# 3D Printed Cell Phone Holder using CD Slot



## tommyt37 (Jun 14, 2014)

Nice job


----------



## Dvan5693 (Jul 8, 2014)

Holy how much?! Where are you located. I *WANT*​.


----------



## LizzieCruze (Feb 17, 2014)

Necessity is the mother of invention! I like it! Welcome to the forums .


----------



## Expat1983 (Jun 8, 2013)

Fantastic work!


----------



## XtremeRevolution (Jan 19, 2012)

Seriously.


----------



## YIN (Dec 6, 2014)

I need one for my iPhone 6


----------



## chris10 (Oct 22, 2014)

XtremeRevolution said:


> Seriously.


^ What he said


----------



## nick993 (Dec 30, 2013)

Does the cd motor run constantly?


----------



## izzone2000 (Dec 25, 2013)

Please make some more of these!!!


----------



## spacedout (Dec 7, 2010)

They already sell these on amazon, have been considering one for my GPS. Amazon.com: Mountek nGroove CD Slot Mount

The user photos on amazon for the GPS mount one, show it mounted in a Cruze.
Amazon.com: Mountek nGroove CD Slot Mount for Garmin nuvi and StreetPilot GPS: GPS & Navigation


----------



## rayray718 (Oct 14, 2013)

spacedout said:


> They already sell these on amazon, have been considering one for my GPS. Amazon.com: Mountek nGroove CD Slot Mount
> 
> The user photos on amazon for the GPS mount one, show it mounted in a Cruze.
> Amazon.com: Mountek nGroove CD Slot Mount for Garmin nuvi and StreetPilot GPS: GPS & Navigation


But do they have the Chevy bowtie?? 

How difficult would it be for a few more to be made? I also have an HTC One M8 and have been very restricted in options for car mounts!


----------



## chinman (Mar 8, 2015)

1- no the CD player does not engage
2- I can adjust to whatever your phone's outer dimensions are (case or no case)
3- It's easy to make more 
4- Yes I will make them available to buy, although I'm not sure about including the bowtie.....
5- I considered the mountek also, but custom is always better


----------



## chinman (Mar 8, 2015)

RayRay I'm in southeast Michigan


----------



## XtremeRevolution (Jan 19, 2012)

chinman said:


> 1- no the CD player does not engage
> 2- I can adjust to whatever your phone's outer dimensions are (case or no case)
> 3- It's easy to make more
> 4- Yes I will make them available to buy, although I'm not sure about including the bowtie.....
> ...


I've made a lot of products for this community and always welcome others who want to do the same. I would pay double just to have something custom made by a community member. when you have these available for sale, let us know. As long as they work and are durable, I will be buying one. Feel free to create a group buy if needed.


----------



## Scott M. (Apr 23, 2013)

Well done. Much nicer than my crude version. I can say that this is the best place to put your phone.

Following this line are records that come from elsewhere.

PR #415, opened 2023-02-04
feat: Bad mod formatting warnings

Alystrasz:
While loading mods, this checks if a `mod.json` file is present in mods directories; if not, this will display a warning message, telling user mod hasn't been installed properly.

This does not analyze hidden directories (with a filename beginning with a `.`).

image

### DIFF
--- a/NorthstarDLL/mods/modmanager.cpp
+++ b/NorthstarDLL/mods/modmanager.cpp
@@ -381,19 +381,23 @@ void ModManager::LoadMods()
 
 	for (std::filesystem::directory_iterator modIterator : {classicModsDir, remoteModsDir})
 		for (fs::directory_entry dir : modIterator)
+		{
 			if (fs::exists(dir.path() / "mod.json"))
 				modDirs.push_back(dir.path());
 			else
 			{
+				std::string filename = dir.path().filename().generic_string().c_str();
+				// Don't display an error for hidden directories
+				if (filename.at(0) == '.')
+					continue;
+
 				spdlog::warn("Directory {} has no mod.json file.", dir.path().generic_string().c_str());
 				std::string errorMessage = std::format(
 					"The directory {} does not contain a mod.json file.\nMake sure you correctly installed it.",
 					dir.path().generic_string().c_str());
-				MessageBoxA(
-					GetForegroundWindow(), errorMessage.c_str(),
-					"Badly formatted mod",
-					0);
+				MessageBoxA(GetForegroundWindow(), errorMessage.c_str(), "Badly formatted mod", 0);
 			}
+		}
 
 	for (fs::path modDir : modDirs)
 	{
--- a/NorthstarDLL/mods/modmanager.cpp
+++ b/NorthstarDLL/mods/modmanager.cpp
@@ -17,6 +17,7 @@
 #include <string>
 #include <sstream>
 #include <vector>
+#include <server/serverchathooks.h>
 
 ModManager* g_pModManager;
 
@@ -382,6 +383,17 @@ void ModManager::LoadMods()
 		for (fs::directory_entry dir : modIterator)
 			if (fs::exists(dir.path() / "mod.json"))
 				modDirs.push_back(dir.path());
+			else
+			{
+				spdlog::warn("Directory {} has no mod.json file.", dir.path().generic_string().c_str());
+				std::string errorMessage = std::format(
+					"The directory {} does not contain a mod.json file.\nMake sure you correctly installed it.",
+					dir.path().generic_string().c_str());
+				MessageBoxA(
+					GetForegroundWindow(), errorMessage.c_str(),
+					"Badly formatted mod",
+					0);
+			}
 
 	for (fs::path modDir : modDirs)
 	{
--- a/NorthstarDLL/mods/modmanager.cpp
+++ b/NorthstarDLL/mods/modmanager.cpp
@@ -17,7 +17,6 @@
 #include <string>
 #include <sstream>
 #include <vector>
-#include <server/serverchathooks.h>
 
 ModManager* g_pModManager;
 


Alystrasz:
@GeckoEidechse if you want to keep doing [your shenanigans](https://github.com/R2Northstar/NorthstarLauncher/pull/405#issuecomment-1412805019), this will ignore your git folders 😁

GeckoEidechse:
> @GeckoEidechse if you want to keep doing [your shenanigans](https://github.com/R2Northstar/NorthstarLauncher/pull/405#issuecomment-1412805019), this will ignore your git folders grin

Depending on how fast VTOL switches to using `enabledmods.json` we might also have to ignore the `disabled` folder it uses to hide the `mod.json`.
@BigSpice is there an ETA on the fix in VTOL? ^^

GeckoEidechse:
Actually I just realised that this might also cause issues for players where there is a leftover `disabled` folder in the mods dir. Not sure if Viper ever cleaned that up after switching to `enabledmods.json`.

It might make more sense to check folder recursively for `mod.json` and only warn if there is actually one in a subdirectory.

Alystrasz:
> It might make more sense to check folder recursively for mod.json and only warn if there is actually one in a subdirectory.

What about mod folders with no `mod.json` file? (quite unlikely, I know)

GeckoEidechse:
> What about mod folders with no `mod.json` file? (quite unlikely, I know)

For that to occur, the player must have manually deleted that file, given that a mod author wouldn't release a mod with missing `mod.json` cause that mod would have never loaded on their end in the first place. I'd argue that this would be a rarer occurrence then a player accidentally creating an empty folder. ^^

Alystrasz:
> It might make more sense to check folder recursively for mod.json and only warn if there is actually one in a subdirectory.

Addressed in c0e44c9.

image

BobTheBob9:
concept is good, but would be nicer if this was exposed to script and shown in ui, rather than than shown as a messagebox? messagebox would be annoying in cases where mod formatting isn't an issue since it'd block execution

BobTheBob9:
> What method would you use to show error message in UI? All cool UI methods I know are callable from Squirrel VM.


something on the title screen to display warnings would work, would need to expose all messages to squirrel on reload and do some ui stuff in script to display them

> Yeah that's also cool, because this way we're sure user knows some of their mods are fucked (in comparison with a notification that closes automatically without user noticing it)

it'd be very annoying for developers in situations where they know they'll get the warning and don't want to wait for a blocking textbox every startup, is what i'm thinking

NorthstarDLL/mods/modmanager.cpp
```diff
@@ -380,8 +380,33 @@ void ModManager::LoadMods()
...
+							"mod.json file for directory {} is located at the wrong location ({}).",
+							dir.path().generic_string().c_str(),
+							subdir.path().generic_string().c_str());
+						std::string errorMessage = std::format(
+							"The folder {} does contain a mod.json file, but not at the correct location.\n\nExpected: {}\nFound: "
+							"{}\n\nMake sure you correctly installed it.",
+							dir.path().filename().generic_string(),
+							dir.path().generic_string().append("/mod.json"),
+							subdir.path().generic_string().append("/mod.json"));
+						MessageBoxA(GetForegroundWindow(), errorMessage.c_str(), "Badly formatted mod", 0);
```
pg9182, line 406: Please don't do this for dedicated servers.

Alystrasz:
Marking this as draft while I refactor to address comments.

uniboi:
> What method would you use to show error message in UI? All cool UI methods I know are callable from Squirrel VM.

Define a global function in the UI that displays a dialog / menu / submenu that explains what's going on and call that function from native after the UI VM is initialized and mods that are formatted wrong are detected

Alystrasz:
Reviews have been addressed, @uniboi implemented the UI part in https://github.com/R2Northstar/NorthstarMods/pull/597.
I'm marking this as ready for reviews.

uniboi:
Do note that this changes the function signatures of some script methods as they are currently incorrect. https://github.com/R2Northstar/NorthstarMods/pull/597 fixes those issues as well.

NorthstarDLL/mods/modmanager.cpp
Alystrasz: Faulty mods' paths are not displayed in a dialog pop-up anymore, but stored in a variable instead.

GeckoEidechse:
Wait, how does this depend on https://github.com/R2Northstar/NorthstarMods/pull/597 ?

Isn't it the other way round or do both depend on each other?

As in can this launcher PR not be added alone without breaking something in mods?

Alystrasz:
> As in can this launcher PR not be added alone without breaking something in mods?

It definitely can, but you won't see any displayed errors, which is the point of both PR 😃

GeckoEidechse:
> > As in can this launcher PR not be added alone without breaking something in mods?
> 
> It definitely can, but you won't see any displayed errors, which is the point of both PRs 😃

Oh yeah, that's totally fine and expected :P
The _"Depends on"_ just threw me off, updating PR description accordingly ^^

uniboi:
> Wait, how does this depend on [R2Northstar/NorthstarMods#597](https://github.com/R2Northstar/NorthstarMods/pull/597) ?
> 
> Isn't it the other way round or do both depend on each other?
> 
> As in can this launcher PR not be added alone without breaking something in mods?

No, this introduces compile errors (without the mods pr) because I corrected some signatures of functions exposed to squirrel.

Alystrasz:
Mb, I forgot about the `ornull` part.
Off to bed!

GeckoEidechse:
Aight, updating PR description again xD

NorthstarDLL/scripts/client/scriptmodmenu.cpp
```diff
@@ -1,165 +1,108 @@
...
-	// manual lookup, not super performant but eh not a big deal
-	for (Mod& mod : g_pModManager->m_LoadedMods)
+	if (index < 0 || index >= g_pModManager->m_LoadedMods.size())
 	{
-		if (!mod.Name.compare(modName))
-		{
-			g_pSquirrel<context>->pushstring(sqvm, mod.Version.c_str());
-			return SQRESULT_NOTNULL;
-		}
+		spdlog::warn("Tried disabling mod at {} but only {} mods are loaded", index, g_pModManager->m_LoadedMods.size());
```
ASpoonPlaysGames, line 63: Do we know how to push a proper script error? (with the message)

If so we should be doing that here

NorthstarDLL/mods/modmanager.cpp
```diff
@@ -398,10 +398,44 @@ void ModManager::LoadMods()
...
 	for (std::filesystem::directory_iterator modIterator : {classicModsDir, remoteModsDir})
 		for (fs::directory_entry dir : modIterator)
+		{
 			if (fs::exists(dir.path() / "mod.json"))
 				modDirs.push_back(dir.path());
+			else if (fs::is_directory(dir.path()))
+			{
+				std::string filename = dir.path().filename().generic_string().c_str();
+				// Don't display an error for hidden directories
+				if (filename.at(0) == '.')
```
ASpoonPlaysGames, line 412: Technically speaking you can have non-hidden directories that start with `.`

Example would be the `.github` folder

Not rly sure that it's a big deal in any way, if someone makes a mod/package that starts with `.` then thats their problem

NorthstarDLL/mods/modmanager.cpp
```diff
@@ -398,10 +398,44 @@ void ModManager::LoadMods()
...
+						spdlog::warn(
+							"mod.json file for directory {} is located at the wrong location ({}).",
+							dir.path().generic_string().c_str(),
+							subdir.path().generic_string().c_str());
+						// read mod json file
+						std::ifstream jsonStream(modPath);
+						std::stringstream jsonStringStream;
+
+						while (jsonStream.peek() != EOF)
+							jsonStringStream << (char)jsonStream.get();
```
ASpoonPlaysGames, line 429: Is there not a better way to just read the entire file to a string?

ASpoonPlaysGames (changes requested):
Most of the code looks good, just a couple of questions/comments

NorthstarDLL/scripts/client/scriptmodmenu.cpp
uniboi: I think I've heard someone say that the function doesn't work but in principle we know.
This should be done in a future PR for all exposed functions imo

NorthstarDLL/mods/modmanager.cpp
Alystrasz: Yeah, a good example is indeed people directly cloning `NorthstarMods` into their game folder (just like https://github.com/R2Northstar/NorthstarLauncher/pull/405#issuecomment-1412805019); I think directories starting with a `.` are configuration-related folders, and thus mods shouldn't be named that way.

NorthstarDLL/mods/modmanager.cpp
Alystrasz: I stole this one from [NorthstarLauncher existing code](https://github.com/R2Northstar/NorthstarLauncher/blob/6857b93f623dffedffac23fdd3983c74621d2b64/NorthstarDLL/mods/modmanager.cpp#L419); if you know a better way to do this, please let me know :)

ASpoonPlaysGames, line 429:
```suggestion
						jsonStringStream << jsonStream.rdbuf();
```
this should work a bit better, adding the entire file buffer in one go instead of byte by byte

(original conversation was based on only the second line, so I couldnt suggest a change on both lines)

NorthstarDLL/scripts/client/scriptmodmenu.cpp
Alystrasz: @uniboi do we know?

uniboi: AFAIK we do not know how to get it working right now. I can try some things but would prefer it in a future PR as said above

NorthstarDLL/mods/modmanager.cpp
uniboi: @Alystrasz can you apply this change?

Alystrasz: On it atm

Alystrasz: Done in https://github.com/R2Northstar/NorthstarLauncher/pull/415/commits/25847b44dedc639c53fa1d64c7037da16ab78573

Alystrasz:
Feature is still working as expected after newer changes.

image

image

F1F7Y (approved):
Works in testing

Unsure how we feel about [smart pointers](https://github.com/R2Northstar/NorthstarLauncher/pull/415/files#diff-5cc5bc0761e894d10f01d04e3292a405376f5f3c6007b7d19c10bcb8a0b07161R152). Could also use a new class instead of `Mod` as we don't need most of `Mod` for invalid mods.

uniboi:
What's your issue with smart pointers?

F1F7Y:
> What's your issue with smart pointers?

The fact we don't use them anywhere else ( apart from logging, but that dont count ). Also the fact that a few lines up there is a `std::vector<Mod>`.

My personal opinion is that this can be merged as is since ill probably get to cleaning this up ( and possibly including some of bobs changes from mod loading refactor ) sooner or later.

GeckoEidechse:
@Alystrasz just a heads-up that this PR sadly has merge conflicts now ^^"

Alystrasz:
> @Alystrasz just a heads-up that this PR sadly has merge conflicts now ^^"

Done :)

ASpoonPlaysGames:
@Alystrasz would this need a rework to check `packages` as well? We already have basic format requirements for `packages` already so maybe not but want your opinion

Alystrasz:
> @Alystrasz would this need a rework to check `packages` as well? We already have basic format requirements for `packages` already so maybe not but want your opinion

About `packages`, currently we only check if directory names match the `AUTHOR-MOD-VERSION` pattern, not checking if the mod manifest is at the right place; this has been added in e398b5cb5a40ed08b0fff20ed78df9dddf51170e and 0d6b62491326bbf764bbb5ad32fad5dc8772cb9d.

I removed the "READY TO MERGE" label since the diff shows this is deleting functions such as `NSGetModNames` (probably some merge operation failed), I need to address that.

Alystrasz:
Waiting for @uniboi to re-add the `NSGetInvalidMods` function with new syntax since they've done it in the first place :)

Alystrasz:
Moving the PR to draft while waiting for changes from authors.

http://www.cruzetalk.com/forum/64-c...l-discussion/37857-phone-mount-prototype.html


----------



## Toughasdirt (Jan 11, 2015)

I would also like one of these. Looks fantastic!! :eusa_clap:


----------



## chinman (Mar 8, 2015)

OK. MK5 is street ready. I've reduced the size a bit, and I did an additional finishing procedure to get the glossy look. I'm sure after a few of you get them we can make some more improvements. 

If you want one, pm me. I'll need your max phone dimensions, including case in all three dimensions. Length, width, depth. Or xyz of you will. 

I have an llc that I can bill you through and u can pay by cc. Let me know if you want text instead an open area in the middle. 

Also, I have white, red, and orange if you don't want black. 

$25 printing charge plus shipping, usually 5.85 priority mail.


----------



## chinman (Mar 8, 2015)

The pics


----------



## nascarnate326 (Jun 9, 2014)

have iPhone 6, would buy this. have paypal as well. located in michigan. 

I like supporting a 3d printing based business over a molded Chinese manufactured version


----------



## Ger8mm (Mar 13, 2014)

Whats your printer? I own a printrbot simple metal with all the bells and whistles lol........looks like you used PLA?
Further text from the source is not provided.